妖怪ウォッチ4のバトルシステムはこだわりが満載だ。

バトル中にはケータを始めとした人間を操作する事はもちろん、ジバニャンなどの仲間にする事ができる妖怪は全て操作できるのは素晴らしいポイントだ。
人間キャラクターは6人、妖怪は約100体ほど存在している。
妖怪の総数は過去作と比較すると大きく減っているためシリーズファンには悲しいポイントかも知れないが、登場する妖怪に関しては全て直感的なアクションRPG的操作をする事が出来るようになっており何にも代えがたい喜びだろう。
なお、戦闘中以外では任意の人間キャラクターを操作し、好きな妖怪を一緒に連れて歩ける点も嬉しい要素だ。

妖怪には「ロール」のような概念が存在しており、アタッカー、ヒーラー、タンク、シューターに分類される。
また、「性格」が8種類存在しており、妖怪の性格によって行動パターンに違いが出て来るようだ。
妖怪それぞれに役割があったり、性格が設定されていたりと一人一人に個性を感じさせてくれるのは凄く嬉しいポイントではある。
とは言えゲームプレイ中のその役割はやや曖昧に感じた。
特に気になるのは「AIがロールに沿った行動を行ってくれていない」ように感じる点だろう。
(筆者の体感ではあるが)特にAIにヒーラーキャラクターをお願いしても基本的にお構いなしに最前線で敵を殴りに行ってしまうし、タンクも積極的にヘイトを奪うように行動しているとは感じにくい。
性格によって行動パターンに違いが出るとの事なので性格によってはロールにマッチした行動をしてくれるのかも知れないが、プレイした限りでは「全員アタッカーかな?」と感じる立ち回りをしている場面の方が多く思えた。
そのため、筆者は妖怪のロールを考えて編成するよりも、自身が回復役に徹してサポートする立ち回りをした方が安定した戦いができるように感じる事が多かったのだ。

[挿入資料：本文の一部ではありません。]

Issue #308, opened 2021-04-08
Reorganize firmware's HAL file namespace scheme and file & class names


ethanjli:
Our firmware follows a convention that the folder path for each file should match its namespace structure. For example, the classes in Pufferfish/Driver/BreathingCircuit/Alarms.h are all in the `Pufferfish::Driver::BreathingCircuit` namespace. However, the files in Pufferfish/HAL predate this convention. They should all be updated to follow this convention, and class names should be updated to remove redundant words. For example, with the files related to AnalogInput:
- Pufferfish/HAL/Interfaces/AnalogInput.h should declare its classes in the `Pufferfish::HAL::Interfaces` namespace, rather than the `Pufferfish::HAL` namespace
- Pufferfish/HAL/Mock/MockAnalogInput.h should be renamed to Pufferfish/HAL/Mock/AnalogInput.h, and it should declare its classes in the `Pufferfish::HAL::Mock` namespace, rather than the `Pufferfish::HAL` namespace. The `Pufferfish::HAL::Mock::MockAnalogInput` class (which will inherit from `Pufferfish::HAL::Interfaces::AnalogInput`) should be renamed to `Pufferfish::HAL::Mock::AnalogInput`.
- Pufferfish/HAL/STM32/HALAnalogInput.h should be renamed to Pufferfish/HAL/STM32/AnalogInput.h, and it should declare its classes in the `Pufferfish::HAL::STM32` namespace, rather than the `Pufferfish::HAL` namespace. The `Pufferfish::HAL::STM32::HALAnalogInput` class (which will inherit from `Pufferfish::HAL::Interfaces::AnalogInput`) should be renamed to `Pufferfish::HAL::STM32::AnalogInput`.

Finally, we should delete the `Pufferfish/HAL/HAL.h` file, as half of it is redundant with `Pufferfish/HAL/STM32/HAL.h`, and the remaining includes (which are `#includes` of interface files) should all be specified individually in any dependent files on an as-needed basis.

@rohanpurohit Since this is purely a renaming task and it'll give exposure to all of the HAL classes, this could be a good first task for Raavi to do together with you (I'm not sure Raavi has accepted the invitation I sent her to our Github team, she needs to do it from her email before we can assign her issues; once she does, can you add her as an assignee?), as a "hello world" of making some changes, building and testing in STM32Cube IDE, and using our Github Actions infrastructure.

PR #338, opened 2021-05-03
frontend: Improve set alarms screen 

### LINKED ISSUE #324: Set Alarm Limits Screen's Apply Changes button is missing a confirmation dialogue

### LINKED ISSUE #345: Navigating to a different screen should show confirmation dialogue
Currently, when ventilation is running if we change alarm limits in set alarms page and navigate to dashboard it should show a confirmation dialogue displaying what has changed and ask for confirmation.

rohanpurohit:
This PR:
- adds a Cancel button that resets the changes, and renames `apply changes` to `Submit`
- disables `Submit` and `Cancel` button if there is no change in limits and vice versa.
- hide both these buttons when in standby mode.
- rename AlarmLimitsRequestResponse:standby ParametersRequestResponse:standby to draft and rename accordingly
- fix a few console errors related to Grid tag in modalpopup:
 Failed prop type: The prop `alignItems` of `Grid` must be used on `container`. ,
 Following component has two or more children with the same key attribute: "indicator-[object Object]". This may cause glitches and misbehavior in rendering process. Component:
- modal popup content shows the changed limits for both Submit and Cancel
- handle discarding of changes in modal popup
- clicking `dashboard ` button set alarms page shows a confirmation dialog
- show unsaved changes in alarm limits on HFNC control in multistepwizard


frontend/src/modules/alarms/AlarmsPage.tsx
```diff
@@ -287,30 +292,56 @@ export const AlarmsPage = (): JSX.Element => {
...
+  };
+
+  const handleDiscardConfirm = () => {
+    setDiscardOpen(false);
+    handleDiscard();
+    setIsDisabled(true);
   };
+
+  const handleDiscard = () => {
+    const storeData = store.getState();
```
ethanjli: Are you directly accessing the store because it won't work to use the `getAlarmLimits` selector?

ethanjli (commented):
Observations from basic testing, after these are addressed I'll do another round of testing to see if any other emergent behaviors have issues:

- When I am in standby mode, I still see the "Discard Changes" button. If I adjust an alarm limit, it becomes enabled; when I click it, it brings up a confirmation dialogue and if I confirm then it resets the changes. I didn't envision having this functionality, but it could be useful. However, the confirmation dialogue says something like "**Discard Changes?** Change HR to 60 - 105?", where instead it should say something like "**Keep Previous Values?** Keep HR alarm range at 60 - 105?" - it just needs to be consistent with the confirmation text from the Alarm Limits modal dialog.
- When ventilation is running, I see both "Discard Changes" as a green button and "Apply Changes" as a green button. For consistency, maybe this should be "Cancel" as a blue button and "Submit" as a green button. However, "Discard Changes" is more informative as a button label than "Cancel" in standby mode - so if the simplest way to make the button say "Cancel" in ventilating mode would to just hide the "Discard Changes" button in standby mode, it's fine to hide that button in standby mode.
- When ventilation is running and I adjust a value from the Alarm Limits screen, I can navigate away to another screen to bypass the confirmation messages. The changes remain in the screen, but they are not committed to AlarmLimitsRequest. Actually, navigating to a different screen (Dashboard or Settings) should also trigger the confirmation dialog if there are unsaved changes. If fixing this is out-of-scope of this PR, can you create a new issue to track it separately?

ethanjli:
@Sudhir-dev Item number 3 is necessary but seems like it might be complicated because it probably interacts with routing. We'll need to have documentation before proceeding with this

ethanjli:
Observations from testing:

1. When I first start the frontend and am in standby mode, the alarm limits are initialized as SpO2 = [90 - 100], HR = [60 - 100]. If I change the alarm limits and press the "Discard Changes" button, the confirmation dialog which pops up asks if I want to keep SpO2 at [90 - 100] and HR at [60 - 100]. If I press "Confirm", it does what it says - good.
2. Now I think the presence of "Discard Changes" and absence of the "Apply Changes" button in standby mode is confusing. When I see a button in the lower-right corner, I'm primed to think it means "Apply Changes" - this is the pattern set everywhere else in the frontend. I found myself instinctively trying to click it to save changes, without reading the button, Let's just hide the "Cancel"/"Discard Changes" button in standby mode, to make button placement in the frontend more consistent with assumptions we want to encourage the user to make. This also would make the Alarm Limits screen more consistent with the Quickstart screen.
3. When I start the frontend, start ventilation without changing any alarm limits, change the alarm limits from the alarm limits page, save the changes (e.g. to SpO2 = [90 - 99], HR = [60 - 99]), navigate to the dashboard, the dashboard reflects the new AlarmLimitsRequest values. But if I then navigate back to the alarm limits page, it shows the alarm limits as the values from before saving changes (namely it shows them as SpO2 = [90 - 100] and HR = [60 - 100]). Initially the "Cancel" and "Submit" buttons are disabled, even though the values shown on the screen are different from the actual values of AlarmLimitsRequest. Once I start adjusting the alarm limits, then the enabled/disabled state behaviors of the "Cancel" and "Submit" buttons become correct with respect to the actual values of the AlarmLimitsRequest (so e.g. if I use the alarm limits buttons to change the SpO2 and HR upper limits to 99 again, then the Cancel & Submit buttons are disabled; but once I change them back to 100, then the Cancel & Submit buttons become enabled)

Perhaps we should pause work on this PR until after we merge #340, because that PR uses AlarmLimitsRequestStandby as the only place to store unsaved changes for AlarmLimitsRequest - so it will interact with the bug I describe in item 3, and it might even fix that behavior if the "Cancel" button confirmation dialog triggers a dispatch which changes the values of AlarmLimitsRequestStandby to be overwritten with the values of AlarmLimitsRequest.

rohanpurohit:
> Observations from testing:
> 
> 1. When I first start the frontend and am in standby mode, the alarm limits are initialized as SpO2 = [90 - 100], HR = [60 - 100]. If I change the alarm limits and press the "Discard Changes" button, the confirmation dialog which pops up asks if I want to keep SpO2 at [90 - 100] and HR at [60 - 100]. If I press "Confirm", it does what it says - good.
> 2. Now I think the presence of "Discard Changes" and absence of the "Apply Changes" button in standby mode is confusing. When I see a button in the lower-right corner, I'm primed to think it means "Apply Changes" - this is the pattern set everywhere else in the frontend. I found myself instinctively trying to click it to save changes, without reading the button, Let's just hide the "Cancel"/"Discard Changes" button in standby mode, to make button placement in the frontend more consistent with assumptions we want to encourage the user to make. This also would make the Alarm Limits screen more consistent with the Quickstart screen.

I concur, I will disable it.
> 3. When I start the frontend, start ventilation without changing any alarm limits, change the alarm limits from the alarm limits page, save the changes (e.g. to SpO2 = [90 - 99], HR = [60 - 99]), navigate to the dashboard, the dashboard reflects the new AlarmLimitsRequest values. But if I then navigate back to the alarm limits page, it shows the alarm limits as the values from before saving changes (namely it shows them as SpO2 = [90 - 100] and HR = [60 - 100]). Initially the "Cancel" and "Submit" buttons are disabled, even though the values shown on the screen are different from the actual values of AlarmLimitsRequest. Once I start adjusting the alarm limits, then the enabled/disabled state behaviors of the "Cancel" and "Submit" buttons become correct with respect to the actual values of the AlarmLimitsRequest (so e.g. if I use the alarm limits buttons to change the SpO2 and HR upper limits to 99 again, then the Cancel & Submit buttons are disabled; but once I change them back to 100, then the Cancel & Submit buttons become enabled)
> 

Yep, I found this bug too, and was working on fixing that!
> Perhaps we should pause work on this PR until after we merge #340, because that PR uses AlarmLimitsRequestStandby as the only place to store unsaved changes for AlarmLimitsRequest - so it will interact with the bug I describe in item 3, and it might even fix that behavior if the "Cancel" button confirmation dialog triggers a dispatch which changes the values of AlarmLimitsRequestStandby to be overwritten with the values of AlarmLimitsRequest.

Yes, I agree, meanwhile I'll try to locally get this PR working with those changes.

rohanpurohit:
> 3. When I start the frontend, start ventilation without changing any alarm limits, change the alarm limits from the alarm limits page, save the changes (e.g. to SpO2 = [90 - 99], HR = [60 - 99]), navigate to the dashboard, the dashboard reflects the new AlarmLimitsRequest values. But if I then navigate back to the alarm limits page, it shows the alarm limits as the values from before saving changes (namely it shows them as SpO2 = [90 - 100] and HR = [60 - 100]). Initially the "Cancel" and "Submit" buttons are disabled, even though the values shown on the screen are different from the actual values of AlarmLimitsRequest. Once I start adjusting the alarm limits, then the enabled/disabled state behaviors of the "Cancel" and "Submit" buttons become correct with respect to the actual values of the AlarmLimitsRequest (so e.g. if I use the alarm limits buttons to change the SpO2 and HR upper limits to 99 again, then the Cancel & Submit buttons are disabled; but once I change them back to 100, then the Cancel & Submit buttons become enabled)
> 

This seems to be have been fixed after light testing on top of your store changes.

frontend/src/modules/app/ToolBar.tsx
```diff
@@ -114,11 +149,19 @@ export const ToolBar = ({
...
   const ventilating = useSelector(getParametersIsVentilating);
+  const alarmLimitsRequestStandby = useSelector(getAlarmLimitsRequestStandby);
+  const alarmLimitsCurrent = useSelector(getAlarmLimitsCurrent);
+  const alarmLimits = (alarmLimitsCurrent as unknown) as Record<string, Range>;
+  const alarmLimitsStandby = (alarmLimitsRequestStandby as unknown) as Record<string, Range>;
   const [isVentilatorOn, setIsVentilatorOn] = React.useState(ventilating);
   const [label, setLabel] = useState('Start Ventilation');
   const [isDisabled, setIsDisabled] = useState(false);
+  const [open, setOpen] = useState(false);
+  const setAlarmLimits = (data: Partial<AlarmLimitsRequest>) => {
```
ethanjli: I'm a bit confused by the variable naming. Just to confirm, `commitStandbyRequest` should save data into `store.controller.alarmLimits.standby` (the AlarmLimitsRequestStandby), and not `store.controller.alarmLimits.request` (the AlarmLimitsRequest). If this is what you want, maybe it's better to rename `setAlarmLimits` to `setAlarmLimitsRequestStandby`.

ethanjli (commented):
It seems to work fine in basic testing, and nothing glaring stands out in code review. For records-keeping:

ethanjli:
I tested triggering of confirmation dialog to discard unsaved changes when we attempt to go to the dashboard from the alarm limits page, and it works well. However, when we attempt to go to the settings page from the alarm limits page, this confirmation does not get triggered (but it should).

I realized another test procedure we should apply to this PR: go to the alarm limits page, change some limits, then open the events log and adjust alarm limits from there (the HR and SpO2 alarms need to be active for this to be possible), and see what the behavior of the Cancel and Submit buttons is like. With some light testing in this procedure, it already seems to work (even though we have local state controlling the enable/disable states rather than a selector), but I don't understand how it works.

rohanpurohit:
> I tested triggering of confirmation dialog to discard unsaved changes when we attempt to go to the dashboard from the alarm limits page, and it works well. However, when we attempt to go to the settings page from the alarm limits page, this confirmation does not get triggered (but it should).
> 

thanks for testing. I will try to add that!
> I realized another test procedure we should apply to this PR: go to the alarm limits page, change some limits, then open the events log and adjust alarm limits from there (the HR and SpO2 alarms need to be active for this to be possible), and see what the behavior of the Cancel and Submit buttons is like. With some light testing in this procedure, it already seems to work (even though we have local state controlling the enable/disable states rather than a selector), but I don't understand how it works.

https://github.com/pez-globo/pufferfish-software/pull/338/files#diff-a3a6688cdb1d790fc9bf6d27c0b6ff6b075351c0f1216481f61b5cb1f84cfc2eR365 it's because of this where this useEffect will check if there are any changes in Standby and current and disable/enable buttons accordingly

rohanpurohit:
@ethanjli about opening confirmation dialog on clicking settings page, I think we'll have to add that in Navigation.tsx which might complicate things, one thing to note here is even after going to the settings page, pressing the dashboard button will still shows the confirmation dialog which I think is fair enough, only other thing there is pressing `Home` in the sidebar menu will go straight to dashboard, but even then set alarms page will have the unsaved changes? so if it's ok with you I can maybe create a new issue for this and address it in a future PR?

ethanjli:
> it's because of this where this useEffect will check if there are any changes in Standby and current and disable/enable buttons accordingly

Oh! That useEffect almost looks like a selector already - unless I've missed something else in the code (which is likely), changing to a `getAlarmLimitsUnsavedChanges` selector (which could maybe return a list of the unsaved changes, so that they're also usable with the unsaved changes confirmation dialogs) should simplify the code.

> so if it's ok with you I can maybe create a new issue for this and address it in a future PR?

Yes, let's track it in a separate issue for a future PR

ethanjli:
Here's my test procedure - the code generally passes these tests, except for a weird edge case:

1. Start the simulator backend and the frontend. Set SpO2 alarm limits to [90 - 100] and HR limits to [60 - 100]. Start ventilation.
2. "Return to dashboard" button: Set SpO2 alarm limits to [90 - 95] and HR limits to [60 - 110]. When I press the topbar button to return to the dashboard, the confirmation dialogue shows the changes I'm discarding. When I press "Cancel" on the confirmation dialogue, I keep my previous values ✅. When I press "Cancel" and then "Confirm", SpO2 alarm limits are reset to [90 - 100] and HR limits are reset to [60 - 100] ✅.
3. Cancel button: Set SpO2 alarm limits to [90 - 95] and HR limits to [60 - 110]. When I press "Cancel", the confirmation dialogue shows the changes I'm discarding. When I press "Cancel" on the confirmation dialogue, I keep my previous values ✅. When I press "Cancel" and then "Confirm", SpO2 alarm limits are reset to [90 - 100] and HR limits are reset to [60 - 100] ✅.
4. Submit button: Set SpO2 alarm limits to [90 - 95] and HR limits to [60 - 110]. When I press "Submit", the confirmation dialogue shows the changes I'm submitting. When I press "Cancel" on the confirmation dialogue, I keep my unsaved values ✅. When I press "Submit" and then "Confirm", SpO2 alarm limits are changed to [90 - 95] and HR limits are reset to [60 - 110] ✅.
5. Making changes via the Active Alarms modal from the alarm limits screen with no unsaved changes: Go to the alarm limits screen (SpO2 alarm limits are [90 - 95] and HR limits are [60 - 110]), and open the Active Alarms modal where both SpO2 is too high and HR is too high alarms are active. Open the SpO2 Alarms modal, and set SpO2 alarm limits to [90 - 100]. When I press Submit and Confirm, and then I close the Active Alarms modal, now the alarm limits screen shows SpO2 alarm limits as [90 - 100], and the Cancel/Submit buttons are disabled ✅.
6. Overriding an unsaved change on the alarm limits screen from the Active Alarms modal: Go to the alarm limits screen (SpO2 alarm limits are [90 - 100] and HR limits are [60 - 110]), and make an unsaved change to set HR alarm limits to [60 - 100]. Open the Active Alarms modal where the HR is too high alarm is active. Open the HR Alarms modal, and set HR alarm limits to [60 - 120]. When I press Submit and Confirm, and then I close the Active Alarms modal, now the alarm limits screen shows HR alarm limits as [60 - 120], and the Cancel/Submit buttons are disabled ✅.
7. Making an unsaved change on the alarm limits screen, and changing a different alarm limits range from the Active Alarms modal: Go to the alarm limits screen (SpO2 alarm limits are [90 - 100] and HR limits are [60 - 120]), and make an unsaved change to set SpO2 alarm limits to [90 - 95]. Open the Active Alarms modal where HR is too high alarm is active. Open the HR Alarms modal, and set HR alarm limits to [60 - 110]. When I press Submit and Confirm, and then I close the Active Alarms modal, now the alarm limits screen shows HR alarm limits as [60 - 100], SpO2 is still shown as [90 - 95], and the Cancel/Submit buttons are still enabled ✅. But when I press the "Submit" button, it doesn't show the unsaved change to SpO2 alarm limits - the description is blank ❌. When I press the "Confirm" button, it does save the unsaved SpO2 alarm limit as [90 - 95].
8. Making an unsaved change on the alarm limits screen, overwriting it from the Active Alarms modal, and making another unsaved change on the alarm limits screen: Go to the alarm limits screen (SpO2 alarm limits are [90 - 95] and HR limits are [60 - 110]), and make an unsaved change to set SpO2 alarm limits to [90 - 100]. Open the Active Alarms modal where the SpO2 and HR too high alarms are active. Open the HR Alarms modal, and set SpO2 alarm limits to [90 - 100]. When I press Submit and Confirm, and then I close the Active Alarms modal, now the alarm limits screen shows SpO2 alarm limits as [90 - 100], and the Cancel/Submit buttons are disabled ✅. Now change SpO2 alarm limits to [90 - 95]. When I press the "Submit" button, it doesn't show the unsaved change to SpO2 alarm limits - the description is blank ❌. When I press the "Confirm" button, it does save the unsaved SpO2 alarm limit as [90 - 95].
PR #479, opened 2021-11-23
Refactor AssemblyScript logic to call out to the JavaScript implementation

Integralist:
The majority of the AssemblyScript logic was copied over to the newer JavaScript logic. They're 99% the same. So I refactored the code such that AssemblyScript delegates to the JavaScript implementation.


pkg/config/data.go
```diff
@@ -62,6 +62,9 @@ const (
 	// ConfigRequestTimeout is how long we'll wait for the CLI API endpoint to
 	// return a response before timing out the request.
 	ConfigRequestTimeout = 5 * time.Second
+
+	// ToolchainJsDefault represents the default JS toolchain.
+	ToolchainJsDefault = "npm"
```
kailan, line 67: I think this may need to be rebased after the latest changes to the build process

kailan (changes requested):

pkg/config/data.go
Integralist: Well technically this is true still, if user provides their own scripts.build value then we don't execute the Initialize() or Verify() methods (as it's up to the user to ensure their local environment is setup). We only execute `Build()` method but will no longer use the npm default, but will use whatever the user specifies in their custom build value.

That said, I have a whole bunch of refactoring to do as part of rebasing `main` 😄

Integralist: Oh actually ignore me. I just noticed this was in the config file. So yes you're right! 😆

kailan (approved):

PR #480, opened 2021-11-23
Implement custom build operation

Integralist:
This feature allows a user to override the default verification and build steps within the CLI with whatever toolchain the user wishes to use.

For example, to avoid using NPM as the default toolchain for a JavaScript project you can set in `fastly.toml`:

```toml
[scripts]
build = "yarn run build"
```

## Example

I tested this by copying https://github.com/fastly/compute-starter-kit-javascript-default and then modifying the `fastly.toml` to include:

```toml
[scripts]
build = "yarn install && yarn run build"
```


kailan (approved):
Looks good and works on my machine! 🚢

また、戦闘中は操作するキャラクターを自由に切り替える事が可能であるため、「体力が減っていればヒーラーに操作変更」「ヘイトがヒーラーに向かっていればタンクに操作変更」など状況に応じて操作キャラクターを変えるのも良いかも知れないが、それすなわち「全ロールを一人で請け負う」ことに他ならないため手元が忙しいプレイにはなるだろう。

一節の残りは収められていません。